**Exercise input**
• • • • •

PR #1197, opened 2022-02-17
Replenish cross-request retry allowance on successful response

jdisanti:
## Motivation and Context
This PR fixes an issue discovered in https://github.com/awslabs/aws-sdk-rust/issues/440 where the cross-request retry allowance was never reimbursed after a successful response, so eventually it would zero out and cause retry to become permanently disabled for a client.

## Testing
- Added a unit test to verify reimbursement

## Checklist


aws/sdk/integration-tests/dynamodb/tests/movies.rs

• • • • •

**Assigned task**
After locating the line holding "## Motivation and Context" above, output exactly that line and every line after it through the line holding "## Checklist". Include nothing else.

**Answer box**
## Motivation and Context
This PR fixes an issue discovered in https://github.com/awslabs/aws-sdk-rust/issues/440 where the cross-request retry allowance was never reimbursed after a successful response, so eventually it would zero out and cause retry to become permanently disabled for a client.

## Testing
- Added a unit test to verify reimbursement

## Checklist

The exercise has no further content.